● **DATA FOR THIS TASK**:
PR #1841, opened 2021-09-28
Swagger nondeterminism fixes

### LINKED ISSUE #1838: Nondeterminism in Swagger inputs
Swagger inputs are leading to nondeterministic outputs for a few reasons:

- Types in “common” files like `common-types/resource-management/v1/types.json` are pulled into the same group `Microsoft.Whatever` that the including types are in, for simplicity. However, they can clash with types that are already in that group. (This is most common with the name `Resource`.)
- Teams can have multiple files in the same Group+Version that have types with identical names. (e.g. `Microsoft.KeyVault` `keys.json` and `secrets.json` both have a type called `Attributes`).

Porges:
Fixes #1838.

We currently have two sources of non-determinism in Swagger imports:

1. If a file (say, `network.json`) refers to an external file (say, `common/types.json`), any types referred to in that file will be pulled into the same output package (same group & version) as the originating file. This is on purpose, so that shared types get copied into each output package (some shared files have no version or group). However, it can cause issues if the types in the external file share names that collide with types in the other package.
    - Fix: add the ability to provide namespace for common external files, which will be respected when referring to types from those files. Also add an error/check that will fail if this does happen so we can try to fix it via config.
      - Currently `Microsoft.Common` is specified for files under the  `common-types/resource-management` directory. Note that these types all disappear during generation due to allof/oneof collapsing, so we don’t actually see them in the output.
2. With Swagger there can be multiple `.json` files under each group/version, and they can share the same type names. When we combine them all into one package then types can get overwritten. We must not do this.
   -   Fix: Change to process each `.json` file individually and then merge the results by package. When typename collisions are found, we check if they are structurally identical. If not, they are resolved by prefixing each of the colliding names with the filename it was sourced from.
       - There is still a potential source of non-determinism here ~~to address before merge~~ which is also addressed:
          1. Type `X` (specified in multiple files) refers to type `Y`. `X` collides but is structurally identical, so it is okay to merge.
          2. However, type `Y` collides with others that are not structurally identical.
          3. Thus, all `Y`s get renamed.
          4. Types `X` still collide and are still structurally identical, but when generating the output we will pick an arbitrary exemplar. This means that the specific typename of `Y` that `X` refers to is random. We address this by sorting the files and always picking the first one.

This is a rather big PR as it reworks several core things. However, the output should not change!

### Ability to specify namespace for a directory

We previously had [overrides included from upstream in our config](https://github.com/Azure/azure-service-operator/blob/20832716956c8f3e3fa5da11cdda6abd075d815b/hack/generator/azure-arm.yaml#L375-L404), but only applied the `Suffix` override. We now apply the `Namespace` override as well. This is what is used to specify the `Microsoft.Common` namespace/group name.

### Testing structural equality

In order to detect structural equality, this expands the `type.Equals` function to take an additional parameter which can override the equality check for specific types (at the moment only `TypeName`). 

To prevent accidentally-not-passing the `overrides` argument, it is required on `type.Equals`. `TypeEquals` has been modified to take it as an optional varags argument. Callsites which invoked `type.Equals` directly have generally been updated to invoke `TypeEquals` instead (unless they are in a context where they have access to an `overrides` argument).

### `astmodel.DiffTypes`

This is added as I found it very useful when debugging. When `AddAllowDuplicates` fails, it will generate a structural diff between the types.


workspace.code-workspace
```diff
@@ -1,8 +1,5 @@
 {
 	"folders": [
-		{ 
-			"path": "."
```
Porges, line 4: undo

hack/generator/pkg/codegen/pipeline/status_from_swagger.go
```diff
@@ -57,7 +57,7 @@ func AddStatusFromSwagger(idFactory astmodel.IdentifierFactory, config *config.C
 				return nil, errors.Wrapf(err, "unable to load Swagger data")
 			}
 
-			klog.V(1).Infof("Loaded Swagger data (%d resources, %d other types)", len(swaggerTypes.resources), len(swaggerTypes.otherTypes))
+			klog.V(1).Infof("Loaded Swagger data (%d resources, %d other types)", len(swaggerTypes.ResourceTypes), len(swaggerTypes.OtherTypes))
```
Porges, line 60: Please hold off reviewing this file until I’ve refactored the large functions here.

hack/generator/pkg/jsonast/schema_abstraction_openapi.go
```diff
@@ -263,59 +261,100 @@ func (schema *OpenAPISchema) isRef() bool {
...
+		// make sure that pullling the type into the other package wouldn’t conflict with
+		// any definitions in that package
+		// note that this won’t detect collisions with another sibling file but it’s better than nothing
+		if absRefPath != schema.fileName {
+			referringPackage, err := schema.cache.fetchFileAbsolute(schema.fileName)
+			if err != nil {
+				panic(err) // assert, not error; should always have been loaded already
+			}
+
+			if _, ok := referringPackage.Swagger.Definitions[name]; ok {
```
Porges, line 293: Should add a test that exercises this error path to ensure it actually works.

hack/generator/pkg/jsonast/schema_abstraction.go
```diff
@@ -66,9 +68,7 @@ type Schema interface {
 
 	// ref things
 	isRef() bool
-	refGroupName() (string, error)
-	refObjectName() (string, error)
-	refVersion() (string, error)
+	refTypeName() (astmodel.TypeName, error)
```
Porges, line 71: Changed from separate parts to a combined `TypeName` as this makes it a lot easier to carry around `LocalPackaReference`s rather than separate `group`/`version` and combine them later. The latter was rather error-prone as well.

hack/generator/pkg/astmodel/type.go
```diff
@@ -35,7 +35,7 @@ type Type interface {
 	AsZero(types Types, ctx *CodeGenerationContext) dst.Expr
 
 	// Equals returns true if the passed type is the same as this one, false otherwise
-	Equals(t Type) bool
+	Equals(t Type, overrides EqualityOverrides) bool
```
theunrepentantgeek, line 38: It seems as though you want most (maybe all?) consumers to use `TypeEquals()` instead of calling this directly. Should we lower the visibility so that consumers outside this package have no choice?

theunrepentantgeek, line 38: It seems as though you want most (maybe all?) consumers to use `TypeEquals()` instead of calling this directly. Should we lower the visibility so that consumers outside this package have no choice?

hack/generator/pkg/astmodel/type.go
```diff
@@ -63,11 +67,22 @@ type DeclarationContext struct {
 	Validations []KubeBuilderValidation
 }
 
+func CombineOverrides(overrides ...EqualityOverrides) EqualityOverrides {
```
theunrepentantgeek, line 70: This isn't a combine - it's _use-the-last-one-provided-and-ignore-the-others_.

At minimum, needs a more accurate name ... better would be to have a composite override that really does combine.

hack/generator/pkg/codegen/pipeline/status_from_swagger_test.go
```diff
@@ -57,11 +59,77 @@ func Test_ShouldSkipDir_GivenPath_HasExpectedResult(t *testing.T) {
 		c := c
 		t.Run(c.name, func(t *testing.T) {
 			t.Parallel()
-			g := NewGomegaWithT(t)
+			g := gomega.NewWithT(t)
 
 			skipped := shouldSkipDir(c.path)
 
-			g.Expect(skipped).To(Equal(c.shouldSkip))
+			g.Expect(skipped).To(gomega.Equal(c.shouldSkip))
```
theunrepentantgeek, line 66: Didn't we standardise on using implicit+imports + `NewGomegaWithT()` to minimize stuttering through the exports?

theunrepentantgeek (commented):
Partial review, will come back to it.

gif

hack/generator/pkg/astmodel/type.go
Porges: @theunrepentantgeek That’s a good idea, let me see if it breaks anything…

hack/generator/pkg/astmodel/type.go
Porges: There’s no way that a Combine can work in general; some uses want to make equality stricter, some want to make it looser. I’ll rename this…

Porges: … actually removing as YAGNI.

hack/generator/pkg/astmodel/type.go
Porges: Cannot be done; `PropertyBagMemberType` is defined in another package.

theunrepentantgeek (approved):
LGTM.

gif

● **AIM OF THE EXERCISE**:
Of the lines above, show those in which "take" appears.

● **OUTPUT**:
In order to detect structural equality, this expands the `type.Equals` function to take an additional parameter which can override the equality check for specific types (at the moment only `TypeName`). 
To prevent accidentally-not-passing the `overrides` argument, it is required on `type.Equals`. `TypeEquals` has been modified to take it as an optional varags argument. Callsites which invoked `type.Equals` directly have generally been updated to invoke `TypeEquals` instead (unless they are in a context where they have access to an `overrides` argument).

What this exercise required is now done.